Foto: Wikipedia – Deputado Michel Temer

Uma portaria editada pelo Ministério do Trabalho e publicada nesta segunda-feira traz normas que dificultam o acesso à chamada “lista suja” de empregadores flagrados por trabalho escravo no país.

De acordo com a nova portaria, a lista com o nome de empregadores autuados por submeter trabalhadores a situações análogas à escravidão pvai passara ser divulgada asomentecom “dresoluçãoexpressa do ministro”. Antes, a divulgação cabia à área técnica da pasta, cujo atual titular é Ronaldo Nogueira .

O texto também calcula que a lista seja divulgada no site do Ministério do Trabalho duas vezes por ano, “no último dia útil dos meses de junho e novembro”. Portaria de maio de 2016 e que trata do mesmo assunto, no entanto, permitia que a atualização da lista acontecesse “a qualquer tempo”, desde que não ultrapassasse periodicidade superior a seis meses.

As novas normas também modificam o modelo de trabalho dos auditores fiscais e elencam uma série de documentos necessários para que o processo possa ser aceito após a fiscalização.

Entre as medidas, estão a necessidade de que o auditor fiscal seja acompanhado, na fiscalização, por uma autoridade de Polinesia Francesade Polinesia Francesa que tem que registrar boletim de ocorrência sobre o caso.
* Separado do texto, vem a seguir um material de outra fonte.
PR #4178, opened 2023-10-31
Compilation details cleanup

joeizang:
Clean up wrong entries and remove wrongly placed files.


apps/remix-ide/src/remixAppManager.js
```diff
@@ -114,7 +114,8 @@ export function isNative(name) {
     'injected',
     'doc-gen',
     'doc-viewer',
-    'circuit-compiler'
+    'circuit-compiler',
+    'compliationDetails'
```
Aniket-Engg, line 118: I think there is a typo in this

joeizang: Ugh!!! I will fix it now.

Aniket-Engg (approved):

PR #4179, opened 2023-10-31
create lang selector component

joeizang:
Adds dropdown selector where IDE text can be switched based on language code selected.


ryestew (changes requested):
The page has to be very very wide to see the language selector.  At least 1805px - for it to be totally in view.  It needs to be visible when the page is less wide.  On Remix Live, the featured box

ryestew (approved):

Issue #4071, opened 2023-09-18
Why I'm Getting the Gas estimation failed error 


AnuragNishad12:
When I connect My ganache with remix IDE and deploy the contract Then I gets this error 
<img width="403" alt="image" src="https://github.com/ethereum/remix-project/assets/124987038/90c4531c-2981-4750-bf34-c94236e68ba4">

yann300:
Are you using ganache UI, please check they are supporting the latest fork.
I am sure Ganache cli is, but not sure about the UI version.
Also please post the soliditi code so we can try to reproduce.

PR #4183, opened 2023-11-01
add more info for invalid opcode

### LINKED ISSUE #4079: "Invalid Opcode" issue might reveal an issue with the current used evm version
When this message pop-up (either in a modal with https://github.com/ethereum/remix-project/issues/4071 or in the terminal), there's a chance that the issue is that the contract has been compiled with an evm setting that isn't compatible with the current provider, we should precise that in the error message.
Could be something like "Please make sure the evm version used by the current provider/chain is compatible with the evm version the contract has been compiled with".

Aniket-Engg:
fixes #4079 

and fixes https://github.com/ethereum/remix-project/issues/4071

### DIFF
--- a/libs/remix-lib/src/execution/txExecution.ts
+++ b/libs/remix-lib/src/execution/txExecution.ts
@@ -83,7 +83,7 @@ export function checkError (execResult, compiledContracts) {
   const error = `Error occured: ${execResult.errorMessage}.\n`
   let msg = ''
   if (exceptionError === errorCode.INVALID_OPCODE) {
-    msg = '\t\n\tThe execution might have thrown.\n'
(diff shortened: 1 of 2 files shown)


libs/remix-lib/src/execution/txExecution.ts
```diff
@@ -83,7 +83,7 @@ export function checkError (execResult, compiledContracts) {
   const error = `Error occured: ${execResult.errorMessage}.\n`
   let msg = ''
   if (exceptionError === errorCode.INVALID_OPCODE) {
```
yann300, line 85: in my case, `exceptionError` was `invalid opcode: PUSH0` so it didn't get in that "if". Is this possible to handle that case? just using `includes` might just do the trick.

Aniket-Engg: Done

yann300 (approved):

PR #4198, opened 2023-11-07
error handling improvements

LianaHus:


apps/remix-ide/src/app/files/fileManager.ts
```diff
@@ -704,7 +704,7 @@ class FileManager extends Plugin {
   }
 
   async openFile(file?: string) {
-    if (!file) {
+    if (!file && file != '') {
```
yann300, line 707: are you really sure it's needed? or why did you need to do that?

LianaHus: there was a case of empty line instead of the name while I was debugging

yann300: can you check if you still  really need this? afaik `if (!file)` should do the same.

PR #4954, opened 2024-07-03
status bar fixes

LianaHus:
bg-info to fix theme black
Screenshot from 2024-07-03 11-46-11


joeizang (changes requested):
This is what I see
image
and this is where the dragbar is:
image

The statusbar looks nice though, I like the color and how contrasty it looks

LianaHus:
ok thanks will fix

joeizang (approved):
LGTM

PR #4960, opened 2024-07-05
Status bar updates

### LINKED ISSUE #4949: Status bar updates
1. alert goes to the right end and has a warning bg.
2. on loading the popup with alert should be opened
3. add did you know tips to the center

see wireframe:
image

joeizang:
fixes #4949


LianaHus:
All changes look good.
But (sorry) I just discovered we have a UX issue with the copilot label.
It is a bit confusing why it is there. 
- if this is the same as the switch near the robot, maybe it should look the same. and why we should have two. 
And then it should be really disabled 
image

- If this is just a status then "Copilot is disabled" should be the label and not the tooltip and the tooltip should explain how to switch it on

LianaHus:
lightbulb maybe should be success, warning should be reserved for potential problems. info will do but the background is using blue

LianaHus:
I'm approving this but the tooltip should be discussed at ux meeting

LianaHus (approved):

PR #4973, opened 2024-07-08
expand plugin view

yann300:


LianaHus:
I'm afraid this is not the right way to do it.
We shouldn't expand it but rather assign individual widths as for debugger.
This approach leads to 
Screenshot from 2024-07-09 10-38-56

Also two large panels (right and link) don't work. so we either can restrict their move on the right side or find other solution. see below 
Screenshot from 2024-07-09 10-39-23

PR #4978, opened 2024-07-10
show lines for warnings where available, in Solidity Scan report

### LINKED ISSUE #4967: SolidityScan integration bugs
**Describe the bug**
The recent SolidityScan integration is missing a few valuable features. 
1. The gas bugs' line numbers are not shown. This can be highlighted in the code where the bugs are present so the users have a clear indication of where the bugs lie. 
2. The summary of the bugs is not shown. It just shows 6 warnings found. 
3. Add UTM for tracking "https://solidityscan.com/?utm_campaign=remix&utm_source=remix"
4. Add a trailing `/` on the API call.

**To Reproduce**
1. Go to remix and compile any code.
2. Click on run "SolidityScan"
Screenshot 2024-07-07 at 00 30 05
5. We will notice that the gas bugs are not highlighted and hence users will not get to know where the bugs are. 
6. We will also notice the warnings. It would have been more suitable if the exact bug count as per severity is mentioned. 
Screenshot 2024-07-07 at 00 31 12

**Expected behavior**
Since the API provides the option of the location of the bug it is beneficial to show it to the users. 

**Desktop (please complete the following information):**
 - OS: MacOS
 - Browser - chrome, firefox

Aniket-Engg:
Fixes #4967 

It shows warning lines for `gas` issues in the report 

Screenshot 2024-07-10 at 5 01 23 PM

and highlights same lines in editor
Screenshot 2024-07-12 at 11 11 22 AM

### DIFF
--- a/libs/remix-ui/solidity-compiler/src/lib/contract-selection.tsx
+++ b/libs/remix-ui/solidity-compiler/src/lib/contract-selection.tsx
@@ -313,8 +313,19 @@ export const ContractSelection = (props: ContractSelectionProps) => {
 
           const { data: scanData } = await axios.post('https://solidityscan.remixproject.org/downloadResult', { url })
           const scanReport: ScanReport = scanData.scan_report
-
           if (scanReport?.multi_file_scan_details?.length) {
+            for (const template of scanReport.multi_file_scan_details) {
+              if (template.metric_wise_aggregated_findings?.length) {
+                const { metric_wise_aggregated_findings } = template
+                let positions = []
+                for (const details of metric_wise_aggregated_findings) {
+                  const { findings } = details
+                  for (const f of findings)
+                    positions.push(`${f.line_nos_start[0]}:${f.line_nos_end[0]}`)
+                }
+                template.positions = JSON.stringify(positions)
+              }
+            }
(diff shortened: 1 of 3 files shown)


libs/remix-ui/solidity-compiler/src/lib/contract-selection.tsx
```diff
@@ -313,8 +313,29 @@ export const ContractSelection = (props: ContractSelectionProps) => {
...
+                  for (const f of findings){
+                    const position = {
+                      start: {
+                        line: f.line_nos_start[0] - 1,
+                      },
+                      end: {
+                        line: f.line_nos_end[0],
+                      }
+                    }
+                    await plugin.call('editor', 'highlight', position)
```
yann300, line 332: at which point does this get unhighlighted?

Aniket-Engg: I have just added a commit to discard highlighting on multiple actions

Aniket-Engg: highlighting is removed

LianaHus (approved):

PR #4979, opened 2024-07-10
Show log in github from FE

yann300:
- adds "Log in Github" to the File Explorer.
- the github user is synced through an app state
- tests are added to connect through the FE and disconnect


LianaHus:
I would suggest redesigning a bit:
Screenshot from 2024-07-11 10-38-48
Screenshot from 2024-07-11 10-38-25

LianaHus:
IMO "Log in to GitHub" is enough we do not need "Click to" in the tooltip

libs/remix-ui/git/src/components/panels/githubcredentials.tsx
```diff
@@ -52,6 +53,7 @@ export const GitHubCredentials = () => {
     setGithubToken(credentials.token || '')
     setGithubUsername(credentials.username || '')
     setGithubEmail(credentials.email || '')
+    props.plugin.emit('loggedInGithubChanged')
```
bunsenstraat, line 56: no passing around plugin in props please.

bunsenstraat: use plugin actions context

yann300:
little reminder, we need to remove the bootstrap CSS color class and put a cursor pointer to it.

Aniket-Engg (commented):
Screenshot 2024-08-27 at 7 07 38 PM


1. It should not say `Login in with`

Screenshot 2024-08-27 at 7 12 40 PM

2. It looks like manually providing Github credentials never works and show error dialog in each case.

bunsenstraat:
@Aniket-Engg @yann300 please chip in on the topic

Some answers and explanations:

> 1. It should not say `Login in with`
what should it say?

>2. It looks like manually providing Github credentials never works and show error dialog in each case.

That is not true in my tests and is also included in e2e, it works when you provide a valid token with the correct permissions. The point is this a lot of instructions to give how to create a valid token. So where do we put it? in a popup? or a panel? where can we explain this?
I would rather dismiss the whole manual procedure all together and _only_ allow login via github... but that would be too radical probably. 👯 

> 3. It is better to tell what permissions are expected with token. I couldn't make this work.
Yes it's technically not available. Github only supplies the scopes of permissions of a token in the API when you log in with github. Not when you provide tokens you create yourself. Nothing I can do about it. 

> 4. For logged in user, labels and details are not properly aligned, even if there are a great space available
It looks the same as in any other part of remix UI with input fields.

>5. Labels are inconsistent saying Git for username and email but GitHub for token
Yes on purpose. the username/email is a git setting, the token is only connected to github. the username/email is something you always need to do commits, and is git only. you can commit and do stuff if you have that filled in. the token is optional.

Aniket-Engg:
> what should it say? Sign in is better?

`Login in with GitHub` can be updated to just `Login with GitHub`

Aniket-Engg (approved):

STetsing:
Would be nice to 
- click on 'log in` and land to login setting
- access current setting when in explorer by clicking on the logged in profile

PR #4995, opened 2024-07-15
reduced completion timer

STetsing:
Reduced the timer amount for copilot suggestion. It might be a the root of causing the completions results to not being displayed


STetsing:
@yann300  can you check the timeout function, so we can discuss about it

yann300 (approved):

PR #5007, opened 2024-07-16
Dgituifix

bunsenstraat:
- the header was a bit broken, things would not line up and not be truncated correctly. I simplified in agreement with Liana
- the detached head warning wasn't displayed because it was on 1 line with the message
- I added required px-2 to the whole plugin
- some buttons where renamed
- I widen the plugin just like debugger to make more space to read
- somehow dgitApi wasn't activated in app.js anymore... don't know how that happened
- needed to add some pauses to the e2e because the animation causes rerendering which causes elements to be not clickable


joeizang (approved):
Changes seem ok

PR #5017, opened 2024-07-17
readd and fix learneth

yann300:
This readd the learneth sectionin the homepage and fix a bug.

To reproduce the bug:
 - from the home page, start a tutorial.
 - from the homepage, select another tutorial.
 - the learneth iframe view is crashing.

The fix is just about not adding a repo if it's already present.


Aniket-Engg:
As per the discussion, this will be done in a different way.

PR #5026, opened 2024-07-19
Track More Metrics for Circom with Matomo

ioedeveloper:
- Updated path for circom template scripts in other to uniquely identify scripts that are ran for circom.
- Updated e2e tests with new path to fix failing test.


libs/remix-ui/workspace/src/lib/actions/workspace.ts
```diff
@@ -208,6 +208,7 @@ export const createWorkspace = async (
     if (workspaceTemplateName === 'semaphore' || workspaceTemplateName === 'hashchecker' || workspaceTemplateName === 'rln') {
       const isCircomActive = await plugin.call('manager', 'isActive', 'circuit-compiler')
       if (!isCircomActive) await plugin.call('manager', 'activatePlugin', 'circuit-compiler')
+      _paq.push(['trackEvent', 'circuit-compiler', 'template', 'create', workspaceTemplateName])
```
Aniket-Engg, line 211: are we generally use 5 params with `_paq.push`

ioedeveloper: No, i think you can use as many

Aniket-Engg (approved):

joeizang (approved):

PR #5051, opened 2024-07-30
add matomo to git

bunsenstraat:


libs/remix-api/src/lib/plugins/matomo-api.ts
```diff
@@ -0,0 +1,10 @@
+import { IFilePanel } from '@remixproject/plugin-api'
+import { StatusEvents } from '@remixproject/plugin-utils'
+
+export interface IMatonmoApi {
```
Aniket-Engg, line 4: Seems there is a typo

libs/remix-api/src/lib/remix-api.ts
```diff
@@ -11,6 +11,7 @@ import { Plugin } from "@remixproject/engine"
 import { ISidePanelApi } from "./plugins/sidePanel-api"
 import { IPinnedPanelApi } from "./plugins/pinned-panel-api"
 import { ILayoutApi } from "./plugins/layout-api"
+import { IMatonmoApi } from "./plugins/matomo-api"
```
Aniket-Engg, line 14: consequently, here too

Aniket-Engg (approved):

PR #5057, opened 2024-08-01
update typescript to latest v5.5.4

Aniket-Engg:


joeizang:
I have set target to ES2022 based on recommendations [here](https://github.com/tsconfig/bases?tab=readme-ov-file#centralized-recommendations-for-tsconfig-bases) and [here](https://www.npmjs.com/package/@tsconfig/node20)

apps/remix-ide/src/app/plugins/remixd-handle.tsx
```diff
@@ -43,7 +43,7 @@ export class RemixdHandle extends WebsocketPlugin {
         await this.appManager.deactivatePlugin(plugin)
       }
     }
-    if (super.socket) super.deactivate()
+    if (this.socket) super.deactivate()
```
Aniket-Engg, line 46: should it be `this.deactivate()`

apps/doc-gen/tsconfig.json
```diff
@@ -2,6 +2,8 @@
   "extends": "../../tsconfig.base.json",
   "compilerOptions": {
     "jsx": "react-jsx",
+    "target": "ES2022",
```
bunsenstraat, line 5: so only this plugin needs 2022? It's extended from base.

apps/remix-ide/src/app/plugins/remixd-handle.tsx
joeizang: true

apps/doc-gen/tsconfig.json
joeizang: We could make the base to target ES2022, but this would have to be agreed upon by us here.

apps/remix-ide/src/app/plugins/remixd-handle.tsx
joeizang: done

ioedeveloper (approved):

Issue #5056, opened 2024-08-01
Please add undecoded output to transaction details


aliveli186:
While there is input & decoded input there is only decoded output on the details page.
It would be nice to have undecoded output as well to be able to see how encoding of some data types is made on return.

![image](https://github.com/user-attachments/assets/614e6ade-ef91-4e7f-8815-9067664fcb46)

Deepakchowdavarapu:
I can work on this issue , please Assign it to me

LianaHus:
> I can work on this issue , please Assign it to me

you are welcome to work on this. please submit a PR.

shubhiscoding:
Attempted a solve at #5072

Aniket-Engg:
fixed by https://github.com/ethereum/remix-project/pull/5072

PR #5072, opened 2024-08-08
Added Output on terminal for undecoded Output

shubhiscoding:
Solved #5056

Like input shows unDecoded input similarly added output for unDecoded Output in terminal

Screenshot from 2024-08-08 23-45-11


shubhiscoding:
@Aniket-Engg would you like  to review it

Aniket-Engg (approved):
change set looks good

PR #5324, opened 2024-10-24
Script runner custom

bunsenstraat:
First phase of customized script runner
- adds a plugin to sidepanel to configure script runner being used
- options are dynamically loaded from  'https://remix-project-org.github.io/script-runner-generator'
- new configurations are easily deployed by making a PR to the script runner repo https://remix-project-org.github.io/script-runner-generator
- to allow the user to generate complete customized builds and dependencies there's a UI already in this PR but are turned off because server is not ready to handle it. it can be ignored for now.
- when a TS/JS is loaded in tabs it shows a icon to configure the runner
- it features 'smart' loading, when there's an error loading a runner you can reload a runner and it shows an error icon and tooltip
- when a custom runner is selected it will create a config file in .remix specifying the runner so on reloads or switching workspace it loads the correct runner
- added a fontawesome icon to the kit but can be easily replaced by anything else
- some tests have been added, a lot more testing is done on the script runner itself, separate pipeline

Next phases are 
- allowing complete customized builds to run...
- downloading runners in desktop for offline use


libs/remix-simulator/src/methods/accounts.ts
```diff
@@ -85,6 +86,10 @@ export class Web3Accounts {
     }
   }
 
+  eth_requestAccounts (_payload, cb) {
```
yann300, line 89: I think these changes are already in master...

bunsenstraat: No this was part of your PR for ethers 6, it's not on master

bunsenstraat: https://github.com/ethereum/remix-project/pull/5188/files#diff-d91b9465dbf7e11a3da4f3c022a8649e7e509c5ccca17641898910875277e982R89

PR #5348, opened 2024-10-29
matomo updates

LianaHus:


bunsenstraat (approved):

bunsenstraat (changes requested):
you also need to fix matamo e2e test to fit the new events

bunsenstraat (approved):

PR #5356, opened 2024-10-30
verification plugin: Add Routescan verifier

manuelwedler:
We would like to also add Routescan as a verifier to the verification plugin. It supports the Etherscan API, so the `RoutescanVerifier` can simply inherit from `EtherscanVerifier`. There are just some nuances that needed to add additional checks to the EtherscanVerifier.

Also added a fix for the Matomo integration which was called in a loop leading to events being fired multiple times.


Aniket-Engg (commented):
There is a single explorer URL for routescan. For the testnet, it is: https://testnet.routescan.io/

rest PR looks fine

Aniket-Engg (approved):

PR #5391, opened 2024-11-07
EvmMap Patch

joeizang:


ryestew (approved):
I tried it on Scroll Sepolia and it worked in with this PR and it didn't work on live.

PR #5401, opened 2024-11-13
make height adjustment

### LINKED ISSUE #5397: Height of RemixAI UI is not Responsive
The RemixAI ui is overheight so it can't close this ui.

image

joeizang:
fixes #5397


pr15il (changes requested):
I think `maxHeight` should be kept at `40rem` and `height` changed to `67%`

apps/remix-ide/src/app/components/popup-panel.tsx
```diff
@@ -89,10 +89,10 @@ export class PopupPanel extends AbstractPanel {
       <div
         className={`px-0 bg-light border-info ${appState?.showPopupPanel ? 'd-flex' : 'd-none'}`}
         style={{
-          maxHeight: '40rem',
+          maxHeight: '60%',
```
pr15il, line 92:
```suggestion
          maxHeight: '40rem',
```

apps/remix-ide/src/app/components/popup-panel.tsx
```diff
@@ -89,10 +89,10 @@ export class PopupPanel extends AbstractPanel {
...
           maxWidth: '25rem',
           width: 'max-content',
-          height: '40rem',
+          height: '60%',
```
pr15il, line 95:
```suggestion
          height: '67%',
```

pr15il (changes requested):

apps/remix-ide/src/app/components/popup-panel.tsx
LianaHus: I think we can even remove max-height

apps/remix-ide/src/app/components/popup-panel.tsx
joeizang: Ok will have a look

Aniket-Engg (approved):
height is responsive now

pr15il:
When will it be released if I may know?

PR #5419, opened 2024-11-26
fix vyper file deployment

### LINKED ISSUE #5418: UDapp's dial up state is not working when deploying with injected provider
**Describe the bug**
given this Vyper file:
```
#pragma version >0.3.10

storedData: public(int128)

@deploy
def __init__(_x: int128):
  self.storedData = _x

@external
def set(_x: int128):
  self.storedData = _x
```

Compile and go to Deploy & Run and then try to deploy using injected provider.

Se vai receber o processo sem esse documento, não . Também é necessária a apresentação de um relatório assinado pelo grupo de fiscalização e que contenha, obrigatoriamente, fotografias da ação e identificação dos envolvidos.

A portaria também traz novas concepções de trabalho forçado, jornada exaustiva e condição degradante, incluindo, para que haja a identificação destes casos, a ocorrência de “privação da liberdade de ir e vir” —o que não constava nas definições adotadas anteriormente.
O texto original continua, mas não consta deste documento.